## WHAT TO WORK ON
What is needed is each line of the data below that holds the string "dChatFilter".

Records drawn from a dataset
------------------------------
PR #1387, opened 2024-01-04
fix: Dissolve more CMake dependencies

Xiphoseer:
This PR (arguably?) improves the CMake setup a bit. A bunch of folders are now `OBJECT` libraries and more cmake code was moved to the `cmake` folder. The global include list has been cut down, and each library now needs to opt in what other libraries to compile against.

Beware that circular dependencies on static libs are possible, but discouraged and can lead to pathological cases when cmake tries to figure out in what order to execute them and may end up with no parallelism at all.


tests/dCommonTests/CMakeLists.txt
```diff
@@ -19,7 +19,7 @@ list(APPEND DCOMMONTEST_SOURCES ${DENUMS_TESTS})
 add_executable(dCommonTests ${DCOMMONTEST_SOURCES})
 
 # Link needed libraries
-target_link_libraries(dCommonTests ${COMMON_LIBRARIES} GTest::gtest_main)
+target_link_libraries(dCommonTests ${COMMON_LIBRARIES} dGame GTest::gtest_main)
```
EmosewaMC, line 22: Is this addition necessary?  dCommonTests shouldn't need anything aside from common libs

Xiphoseer: Generally yes, you are meant to attach headers to INTERFACE_INCLUDE_DIRECTORIES of a target and pull that in as a link library which automatically adds the include search path and there is at least one test that included dGame headers.

I'm open for suggestions though, would just like to keep the cpp/h files unchanged in these PRs

EmosewaMC: I see what you are talking about with one test using those headers.  Those can be safely removed.  They were a result of copy and paste from a previous test and are fully unneeded for common tests as we dont even link with dGame previously, so we couldn't even use the libraries from there anyways.  I think its better to just remove the two offending headers than to add a full library to link against, but its up to you.

EmosewaMC: i just put up a pr to resolve this issue.  This link should not be necessary anymore.

Xiphoseer: Sure. I'll rebase when this one is in and remove the link

Xiphoseer:
This PR is still not cleaned up completely, but please help review and test it.

aronwk-aaron:
tested that it builds on my local dev laptop (manjaro) and a test server (Ubuntu 18.04)

Jettford (approved):
Builds and runs on Windows under x64 Clang and MSVC.

CMakeLists.txt
```diff
@@ -76,6 +76,7 @@ endif()
 
 # Our output dir
 set(CMAKE_BINARY_DIR ${PROJECT_BINARY_DIR})
+#set(CMAKE_INCLUDE_CURRENT_DIR_IN_INTERFACE ON) # unfortunately, serializes everything
```
EmosewaMC, line 79: what does 'serializes everything' mean?

CMakeLists.txt
```diff
@@ -201,40 +204,23 @@ foreach(file ${SQL_FILES})
...
-
-	"dDatabase"
-	"dDatabase/CDClientDatabase"
-	"dDatabase/CDClientDatabase/CDClientTables"
-	"dDatabase/GameDatabase"
-	"dDatabase/GameDatabase/ITables"
-	"dDatabase/GameDatabase/MySQL"
-	"dDatabase/GameDatabase/MySQL/Tables"
-
 	"dNet"
```
EmosewaMC, line 224: Any particular reason we are keeping some of these include dirs here?

CMakeLists.txt
```diff
@@ -261,27 +247,8 @@ foreach(dir ${INCLUDED_DIRECTORIES})
...
-# Glob together all headers that need to be precompiled
-file(
-	GLOB HEADERS_DDATABASE
-	LIST_DIRECTORIES false
-	${PROJECT_SOURCE_DIR}/dDatabase/CDClientDatabase/*.h
-	${PROJECT_SOURCE_DIR}/dDatabase/CDClientDatabase/CDClientTables/*.h
-	${PROJECT_SOURCE_DIR}/dDatabase/GameDatabase/ITables/*.h
-	${PROJECT_SOURCE_DIR}/thirdparty/SQLite/*.h
-)
+# link_directories(${PROJECT_BINARY_DIR})
```
EmosewaMC, line 251: We should just remove this if its unused

cmake/FindMariaDB.cmake
```diff
@@ -85,77 +86,66 @@ else() # Build from source
 			-DCMAKE_CXX_FLAGS=-D_GLIBCXX_USE_CXX11_ABI=0)
 	endif()
 
+	set(MARIADBCPP_INSTALL_DIR ${PROJECT_BINARY_DIR}/prefix)
+	message("MariaDB C/C++ install prefix: " ${MARIADBCPP_INSTALL_DIR})
```
EmosewaMC, line 90: Does this need STATUS?

cmake/FindMariaDB.cmake
```diff
@@ -85,77 +86,66 @@ else() # Build from source
...
-		set(MARIADB_PLUGINS_LOCATION "${BINARY_DIR}/libmariadb/RelWithDebInfo")
-	else()
-		set(MARIADB_SHARED_LIBRARY_LOCATION "${BINARY_DIR}/${MARIADB_SHARED_LIBRARY_NAME}")
-		set(MARIADB_SHARED_LIBRARY_COPY_LOCATION "${PROJECT_BINARY_DIR}")
-		set(MARIADB_PLUGINS_LOCATION "${BINARY_DIR}/libmariadb")
+	set(MARIADBCPP_SHARED_LIBRARY_LOCATION "${MARIADBCPP_LIBRARY_DIR}/${MARIADB_SHARED_LIBRARY_NAME}")
+	if(WIN32)
+		set(MARIADBC_SHARED_LIBRARY_LOCATION "${MARIADBCPP_LIBRARY_DIR}/libmariadb.lib")
+	#elseif(UNIX)
+	#	set(MARIADBC_SHARED_LIBRARY_LOCATION "${MARIADBCPP_LIBRARY_DIR}/libmariadb.so.3")
```
EmosewaMC, line 128: If these are unused they should be removed

cmake/FindMariaDB.cmake
```diff
@@ -85,77 +86,66 @@ else() # Build from source
...
-# Remove the CMakeLists.txt file from the tests folder for the maria-db-connector so we dont compile the tests.
-if(EXISTS "${CMAKE_SOURCE_DIR}/thirdparty/mariadb-connector-cpp/test/CMakeLists.txt")
-	file(REMOVE "${CMAKE_SOURCE_DIR}/thirdparty/mariadb-connector-cpp/test/CMakeLists.txt")
 endif()
 
 # Create mariadb connector library object
-add_library(mariadbConnCpp SHARED IMPORTED GLOBAL)
-set_property(TARGET mariadbConnCpp PROPERTY IMPORTED_LOCATION ${MARIADB_SHARED_LIBRARY_LOCATION})
+message("libmariadb: ${MARIADBC_SHARED_LIBRARY_LOCATION}")
+message("libmariadbcpp: ${MARIADBCPP_SHARED_LIBRARY_LOCATION}")
```
EmosewaMC, line 134: STATUS here?

dDatabase/MigrationRunner.cpp
EmosewaMC, line 1: Is there a particular reason this was moved up a directory?  It doesn't apply to the both game and cdclient databases which is why i put it under GameDatabase

dGame/CMakeLists.txt
```diff
@@ -28,7 +42,26 @@ add_subdirectory(dMission)
...
+	$<TARGET_PROPERTY:dGameBase,INTERFACE_INCLUDE_DIRECTORIES>
+	$<TARGET_PROPERTY:dBehaviors,INTERFACE_INCLUDE_DIRECTORIES>
+	$<TARGET_PROPERTY:dComponents,INTERFACE_INCLUDE_DIRECTORIES>
+	$<TARGET_PROPERTY:dEntity,INTERFACE_INCLUDE_DIRECTORIES>
+	$<TARGET_PROPERTY:dGameMessages,INTERFACE_INCLUDE_DIRECTORIES>
+	$<TARGET_PROPERTY:dInventory,INTERFACE_INCLUDE_DIRECTORIES>
+	$<TARGET_PROPERTY:dMission,INTERFACE_INCLUDE_DIRECTORIES>
+	$<TARGET_PROPERTY:dPropertyBehaviors,INTERFACE_INCLUDE_DIRECTORIES>
+	$<TARGET_PROPERTY:dUtilities,INTERFACE_INCLUDE_DIRECTORIES>
+)
```
EmosewaMC, line 67: nit: eof

dGame/dComponents/CMakeLists.txt
```diff
@@ -49,9 +49,37 @@ set(DGAME_DCOMPONENTS_SOURCES
...
 target_precompile_headers(dComponents REUSE_FROM dGameBase)
-target_link_libraries(dComponents
-	PUBLIC dPhysics dDatabase
-	INTERFACE dUtilities dCommon dBehaviors dChatFilter dMission dInventory)
+
+# INTERFACE link w/o dependency
+#set_property(TARGET dComponents APPEND PROPERTY INTERFACE_LINK_LIBRARIES
+#	dUtilities dCommon dBehaviors dChatFilter dMission dInventory
+#	dPhysics
+#)
```
EmosewaMC, line 83: is it worth keeping this around?

dGame/dComponents/CMakeLists.txt
```diff
@@ -49,9 +49,37 @@ set(DGAME_DCOMPONENTS_SOURCES
...
+
+target_link_libraries(dComponents INTERFACE dBehaviors)
```
EmosewaMC, line 85: eof

thirdparty/mariadb-connector-cpp
EmosewaMC, line 1: Need to revert these

EmosewaMC (commented):
General formatting comments, comment questions and also there is a submodule version change that may have been unintended

CMakeLists.txt
Xiphoseer: "Makes it so it compiles libraries in series as opposed to in parallel" is what I meant

EmosewaMC:
Merge from upstream will resolve the current build failure.

CMakeLists.txt
EmosewaMC: Because any extra removals would require code changes or more work than necessary to avoid code changes.

EmosewaMC:
[mariadb changes](https://github.com/mariadb-corporation/mariadb-connector-cpp/compare/8641b1453ae3ce5a70f78248a1f7fc20a048cb88...ef0873998b3f94a4f76a485fb90b14866fbb99d4#diff-1e7de1ae2d059d21e1dd75d5812d5a34b0222cef273b7c3a2af62eb747f9d20a)

CMakeLists.txt
```diff
@@ -202,39 +205,19 @@ foreach(file ${SQL_FILES})
 	configure_file(${CMAKE_SOURCE_DIR}/migrations/cdserver/${file} ${PROJECT_BINARY_DIR}/migrations/cdserver/${file})
 endforeach()
 
+# Add system specfic includes for Apple, Windows and Other Unix OS' (including Linux)
+if (APPLE)
+	include_directories("/usr/local/include/")
+endif()
```
EmosewaMC, line 211: Is there a particular reason this comment mentioned 3 other OS' but doesnt actually include anything specific?

dDatabase/MigrationRunner.cpp
EmosewaMC: Believe I see why this was necessary.  Looks like you needed a base to build the dDatabase library off of and none existed, so we use the MigrationRunner.

CMakeLists.txt
Xiphoseer: I think this just appears as new but was moved? In general we should not include /usr/local

aronwk-aaron (dismissed):

CMakeLists.txt
EmosewaMC: Ah yeah this is in the old version.  Not going to touch it for now, but will just comment that this likely shouldnt be done.

aronwk-aaron (approved):

jadebenn (approved):
CMake is witchcraft!

...but looks good to me.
------------------------------
## RESPONSE
-	INTERFACE dUtilities dCommon dBehaviors dChatFilter dMission dInventory)
+#	dUtilities dCommon dBehaviors dChatFilter dMission dInventory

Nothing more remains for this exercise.